▶ **Exercise details**
Two lines below mark the span: the one containing "PR #753, opened 2026-02-01" and the one containing "RUF015 violations by". Set down both, plus every line between, exactly as they stand, and nothing else.

▶ **Provided data**
# # # #

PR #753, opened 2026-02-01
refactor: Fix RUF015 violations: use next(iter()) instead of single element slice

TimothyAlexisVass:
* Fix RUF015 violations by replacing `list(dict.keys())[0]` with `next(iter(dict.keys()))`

# # # #

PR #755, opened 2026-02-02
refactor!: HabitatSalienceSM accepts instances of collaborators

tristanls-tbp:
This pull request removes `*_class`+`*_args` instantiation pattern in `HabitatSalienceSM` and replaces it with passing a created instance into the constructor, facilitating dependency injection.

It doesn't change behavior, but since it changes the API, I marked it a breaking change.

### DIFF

# # # #

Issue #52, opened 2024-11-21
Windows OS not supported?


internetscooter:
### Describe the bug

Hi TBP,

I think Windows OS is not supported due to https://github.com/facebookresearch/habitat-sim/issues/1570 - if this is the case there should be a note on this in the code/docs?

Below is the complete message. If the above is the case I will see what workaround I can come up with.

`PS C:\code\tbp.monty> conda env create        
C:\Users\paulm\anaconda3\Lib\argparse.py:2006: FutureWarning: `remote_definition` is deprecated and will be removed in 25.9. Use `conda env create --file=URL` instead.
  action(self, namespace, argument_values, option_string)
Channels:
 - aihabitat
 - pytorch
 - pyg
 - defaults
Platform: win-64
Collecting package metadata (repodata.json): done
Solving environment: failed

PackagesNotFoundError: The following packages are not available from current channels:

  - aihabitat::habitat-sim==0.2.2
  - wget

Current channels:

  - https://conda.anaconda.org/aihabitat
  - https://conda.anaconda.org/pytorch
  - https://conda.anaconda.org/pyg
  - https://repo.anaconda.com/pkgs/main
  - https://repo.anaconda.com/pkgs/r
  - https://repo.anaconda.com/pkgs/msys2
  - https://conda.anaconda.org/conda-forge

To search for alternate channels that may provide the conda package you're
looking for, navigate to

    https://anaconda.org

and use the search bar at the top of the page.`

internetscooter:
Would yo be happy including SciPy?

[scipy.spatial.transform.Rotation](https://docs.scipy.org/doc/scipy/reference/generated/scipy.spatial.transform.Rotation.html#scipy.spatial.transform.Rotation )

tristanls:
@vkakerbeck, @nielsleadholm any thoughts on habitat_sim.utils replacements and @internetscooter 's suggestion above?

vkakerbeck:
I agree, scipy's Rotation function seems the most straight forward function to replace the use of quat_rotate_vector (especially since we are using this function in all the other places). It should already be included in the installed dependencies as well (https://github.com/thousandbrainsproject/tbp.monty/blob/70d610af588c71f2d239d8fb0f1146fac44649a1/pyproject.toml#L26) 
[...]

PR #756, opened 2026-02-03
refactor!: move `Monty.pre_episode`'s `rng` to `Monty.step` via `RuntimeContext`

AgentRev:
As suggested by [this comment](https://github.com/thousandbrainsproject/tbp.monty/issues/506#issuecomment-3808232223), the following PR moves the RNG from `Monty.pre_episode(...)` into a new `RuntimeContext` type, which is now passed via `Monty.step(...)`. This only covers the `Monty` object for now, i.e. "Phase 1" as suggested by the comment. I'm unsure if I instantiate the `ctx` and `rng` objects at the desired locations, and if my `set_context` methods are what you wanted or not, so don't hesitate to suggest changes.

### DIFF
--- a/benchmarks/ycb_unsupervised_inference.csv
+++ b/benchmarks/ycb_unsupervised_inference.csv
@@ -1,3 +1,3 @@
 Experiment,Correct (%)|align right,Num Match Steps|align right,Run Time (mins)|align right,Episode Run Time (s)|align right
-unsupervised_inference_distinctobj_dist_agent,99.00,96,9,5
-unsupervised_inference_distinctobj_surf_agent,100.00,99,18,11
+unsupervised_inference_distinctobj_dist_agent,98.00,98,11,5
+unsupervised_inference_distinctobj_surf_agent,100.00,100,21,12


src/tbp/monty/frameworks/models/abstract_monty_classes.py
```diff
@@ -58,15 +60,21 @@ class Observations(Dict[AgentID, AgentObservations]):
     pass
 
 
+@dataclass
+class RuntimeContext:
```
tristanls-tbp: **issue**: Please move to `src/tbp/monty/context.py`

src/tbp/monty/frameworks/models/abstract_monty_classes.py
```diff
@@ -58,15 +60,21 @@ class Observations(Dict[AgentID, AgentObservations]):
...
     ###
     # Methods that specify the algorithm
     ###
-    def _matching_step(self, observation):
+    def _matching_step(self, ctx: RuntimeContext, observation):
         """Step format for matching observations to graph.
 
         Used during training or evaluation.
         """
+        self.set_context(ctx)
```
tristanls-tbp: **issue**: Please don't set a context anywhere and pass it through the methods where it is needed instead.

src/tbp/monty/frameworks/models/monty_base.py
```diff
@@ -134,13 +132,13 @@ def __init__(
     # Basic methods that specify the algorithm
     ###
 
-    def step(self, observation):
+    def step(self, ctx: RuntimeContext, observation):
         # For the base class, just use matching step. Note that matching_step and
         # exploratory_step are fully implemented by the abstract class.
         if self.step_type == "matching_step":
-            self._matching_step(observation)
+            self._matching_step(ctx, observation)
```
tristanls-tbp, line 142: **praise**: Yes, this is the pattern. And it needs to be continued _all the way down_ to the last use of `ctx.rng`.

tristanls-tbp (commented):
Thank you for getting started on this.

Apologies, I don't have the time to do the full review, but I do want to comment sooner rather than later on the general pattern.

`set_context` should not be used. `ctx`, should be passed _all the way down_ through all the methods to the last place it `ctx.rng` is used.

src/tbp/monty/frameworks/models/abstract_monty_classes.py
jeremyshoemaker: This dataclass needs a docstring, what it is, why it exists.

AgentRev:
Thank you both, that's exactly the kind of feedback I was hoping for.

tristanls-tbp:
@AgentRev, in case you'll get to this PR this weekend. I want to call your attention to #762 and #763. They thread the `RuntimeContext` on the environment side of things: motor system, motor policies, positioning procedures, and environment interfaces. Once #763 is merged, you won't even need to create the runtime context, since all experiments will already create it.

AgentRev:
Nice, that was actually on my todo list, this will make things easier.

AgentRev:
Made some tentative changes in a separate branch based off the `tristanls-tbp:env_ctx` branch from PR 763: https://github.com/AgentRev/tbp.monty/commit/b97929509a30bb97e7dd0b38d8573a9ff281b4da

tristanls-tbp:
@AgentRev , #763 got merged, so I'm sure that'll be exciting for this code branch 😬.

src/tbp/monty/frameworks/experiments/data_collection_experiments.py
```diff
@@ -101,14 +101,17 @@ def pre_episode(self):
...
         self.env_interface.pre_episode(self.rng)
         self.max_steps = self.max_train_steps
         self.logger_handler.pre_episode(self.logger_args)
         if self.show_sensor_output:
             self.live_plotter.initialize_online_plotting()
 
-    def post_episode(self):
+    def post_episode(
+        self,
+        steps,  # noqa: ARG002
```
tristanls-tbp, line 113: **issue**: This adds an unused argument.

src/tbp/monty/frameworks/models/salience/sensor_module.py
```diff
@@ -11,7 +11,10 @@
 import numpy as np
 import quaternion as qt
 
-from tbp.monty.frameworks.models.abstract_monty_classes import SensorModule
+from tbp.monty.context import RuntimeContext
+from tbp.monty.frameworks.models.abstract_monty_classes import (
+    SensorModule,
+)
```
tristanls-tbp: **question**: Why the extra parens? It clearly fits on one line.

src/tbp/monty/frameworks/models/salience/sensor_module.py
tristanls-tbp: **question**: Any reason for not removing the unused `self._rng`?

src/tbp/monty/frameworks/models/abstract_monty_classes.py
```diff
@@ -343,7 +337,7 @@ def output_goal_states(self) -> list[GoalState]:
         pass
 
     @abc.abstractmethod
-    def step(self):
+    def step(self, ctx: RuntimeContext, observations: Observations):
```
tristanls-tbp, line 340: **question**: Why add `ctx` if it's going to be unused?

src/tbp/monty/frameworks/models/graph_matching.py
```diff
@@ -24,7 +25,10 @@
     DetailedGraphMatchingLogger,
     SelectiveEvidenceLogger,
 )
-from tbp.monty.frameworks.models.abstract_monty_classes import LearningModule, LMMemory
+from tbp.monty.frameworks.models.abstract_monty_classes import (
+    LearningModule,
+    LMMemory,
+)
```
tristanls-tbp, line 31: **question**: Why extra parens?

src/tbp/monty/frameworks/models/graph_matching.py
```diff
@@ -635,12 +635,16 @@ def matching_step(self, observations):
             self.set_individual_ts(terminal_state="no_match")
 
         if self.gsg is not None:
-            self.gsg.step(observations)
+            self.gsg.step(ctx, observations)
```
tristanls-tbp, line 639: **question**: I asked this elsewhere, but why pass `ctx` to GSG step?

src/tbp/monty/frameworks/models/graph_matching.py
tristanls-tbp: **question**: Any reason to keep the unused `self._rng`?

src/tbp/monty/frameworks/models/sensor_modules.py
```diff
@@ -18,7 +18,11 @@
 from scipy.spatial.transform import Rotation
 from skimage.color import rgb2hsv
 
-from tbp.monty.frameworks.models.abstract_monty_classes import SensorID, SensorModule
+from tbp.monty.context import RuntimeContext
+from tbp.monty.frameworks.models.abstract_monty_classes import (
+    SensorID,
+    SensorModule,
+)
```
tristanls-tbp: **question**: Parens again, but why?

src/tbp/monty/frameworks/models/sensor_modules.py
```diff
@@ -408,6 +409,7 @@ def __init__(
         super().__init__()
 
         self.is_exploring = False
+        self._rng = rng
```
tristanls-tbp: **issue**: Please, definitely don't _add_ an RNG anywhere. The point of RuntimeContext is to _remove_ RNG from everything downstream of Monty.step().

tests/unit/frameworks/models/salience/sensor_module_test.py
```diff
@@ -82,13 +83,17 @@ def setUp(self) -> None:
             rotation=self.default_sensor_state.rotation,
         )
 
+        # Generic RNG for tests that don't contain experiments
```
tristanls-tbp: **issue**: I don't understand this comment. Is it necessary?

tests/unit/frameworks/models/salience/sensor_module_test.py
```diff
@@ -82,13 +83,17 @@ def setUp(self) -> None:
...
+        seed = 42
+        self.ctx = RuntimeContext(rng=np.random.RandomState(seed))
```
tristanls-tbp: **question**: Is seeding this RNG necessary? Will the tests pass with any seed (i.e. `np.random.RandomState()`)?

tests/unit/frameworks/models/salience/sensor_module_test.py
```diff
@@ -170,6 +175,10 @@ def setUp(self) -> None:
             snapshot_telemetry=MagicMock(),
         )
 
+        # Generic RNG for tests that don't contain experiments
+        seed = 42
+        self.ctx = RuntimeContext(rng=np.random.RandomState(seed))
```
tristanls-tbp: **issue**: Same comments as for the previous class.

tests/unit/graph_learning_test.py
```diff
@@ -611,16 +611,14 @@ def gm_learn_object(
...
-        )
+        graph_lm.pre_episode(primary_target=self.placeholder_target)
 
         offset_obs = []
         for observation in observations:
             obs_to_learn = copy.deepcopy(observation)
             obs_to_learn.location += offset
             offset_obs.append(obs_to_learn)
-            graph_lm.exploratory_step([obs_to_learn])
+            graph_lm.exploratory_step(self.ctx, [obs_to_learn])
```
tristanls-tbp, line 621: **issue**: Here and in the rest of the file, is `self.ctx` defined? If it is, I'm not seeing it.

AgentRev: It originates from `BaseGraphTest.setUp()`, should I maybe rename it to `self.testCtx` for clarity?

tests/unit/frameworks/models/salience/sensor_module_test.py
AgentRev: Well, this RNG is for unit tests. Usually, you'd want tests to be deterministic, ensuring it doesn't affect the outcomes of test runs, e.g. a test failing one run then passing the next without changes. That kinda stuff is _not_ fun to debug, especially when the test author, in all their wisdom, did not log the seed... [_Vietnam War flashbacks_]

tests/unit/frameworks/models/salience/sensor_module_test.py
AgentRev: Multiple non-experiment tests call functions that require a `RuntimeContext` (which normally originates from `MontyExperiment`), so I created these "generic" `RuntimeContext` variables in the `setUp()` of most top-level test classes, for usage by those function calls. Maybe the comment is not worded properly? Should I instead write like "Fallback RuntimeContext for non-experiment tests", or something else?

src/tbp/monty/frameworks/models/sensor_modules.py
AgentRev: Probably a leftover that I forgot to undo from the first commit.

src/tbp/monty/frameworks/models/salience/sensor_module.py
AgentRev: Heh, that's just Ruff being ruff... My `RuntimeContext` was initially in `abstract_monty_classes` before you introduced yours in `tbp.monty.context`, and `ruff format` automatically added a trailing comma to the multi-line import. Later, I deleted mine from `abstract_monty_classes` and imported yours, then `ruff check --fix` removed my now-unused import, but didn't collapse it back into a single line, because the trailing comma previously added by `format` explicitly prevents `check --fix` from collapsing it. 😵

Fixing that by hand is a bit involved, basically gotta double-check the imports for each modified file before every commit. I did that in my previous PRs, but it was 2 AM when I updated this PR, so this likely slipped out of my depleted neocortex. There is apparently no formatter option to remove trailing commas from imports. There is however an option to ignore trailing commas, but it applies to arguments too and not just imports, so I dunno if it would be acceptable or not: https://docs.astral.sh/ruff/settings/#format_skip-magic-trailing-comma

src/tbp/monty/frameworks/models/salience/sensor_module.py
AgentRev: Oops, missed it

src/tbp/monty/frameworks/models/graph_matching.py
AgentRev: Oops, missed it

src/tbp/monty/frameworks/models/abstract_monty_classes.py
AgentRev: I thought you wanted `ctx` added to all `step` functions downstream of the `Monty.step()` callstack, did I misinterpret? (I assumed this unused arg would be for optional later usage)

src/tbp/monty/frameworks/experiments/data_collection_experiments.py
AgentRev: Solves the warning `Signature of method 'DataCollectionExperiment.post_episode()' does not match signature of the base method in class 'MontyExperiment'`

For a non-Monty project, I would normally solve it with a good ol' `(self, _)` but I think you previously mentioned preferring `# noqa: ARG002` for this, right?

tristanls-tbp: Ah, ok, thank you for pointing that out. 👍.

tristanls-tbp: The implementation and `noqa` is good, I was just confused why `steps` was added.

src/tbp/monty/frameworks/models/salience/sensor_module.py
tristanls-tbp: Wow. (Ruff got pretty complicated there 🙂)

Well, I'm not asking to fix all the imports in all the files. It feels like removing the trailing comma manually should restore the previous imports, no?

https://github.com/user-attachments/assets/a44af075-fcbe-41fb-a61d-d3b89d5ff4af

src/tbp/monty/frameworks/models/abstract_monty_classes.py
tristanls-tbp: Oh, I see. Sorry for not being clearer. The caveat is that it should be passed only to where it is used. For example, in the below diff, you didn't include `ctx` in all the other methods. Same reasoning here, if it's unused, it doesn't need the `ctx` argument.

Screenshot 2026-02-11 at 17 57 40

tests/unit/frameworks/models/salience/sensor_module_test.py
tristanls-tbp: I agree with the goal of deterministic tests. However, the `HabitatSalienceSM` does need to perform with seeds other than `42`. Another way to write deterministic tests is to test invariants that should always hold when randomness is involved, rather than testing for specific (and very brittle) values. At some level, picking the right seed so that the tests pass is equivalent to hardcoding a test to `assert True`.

# # # #

▶ **Exercise result**
PR #753, opened 2026-02-01
refactor: Fix RUF015 violations: use next(iter()) instead of single element slice

TimothyAlexisVass:
* Fix RUF015 violations by replacing `list(dict.keys())[0]` with `next(iter(dict.keys()))`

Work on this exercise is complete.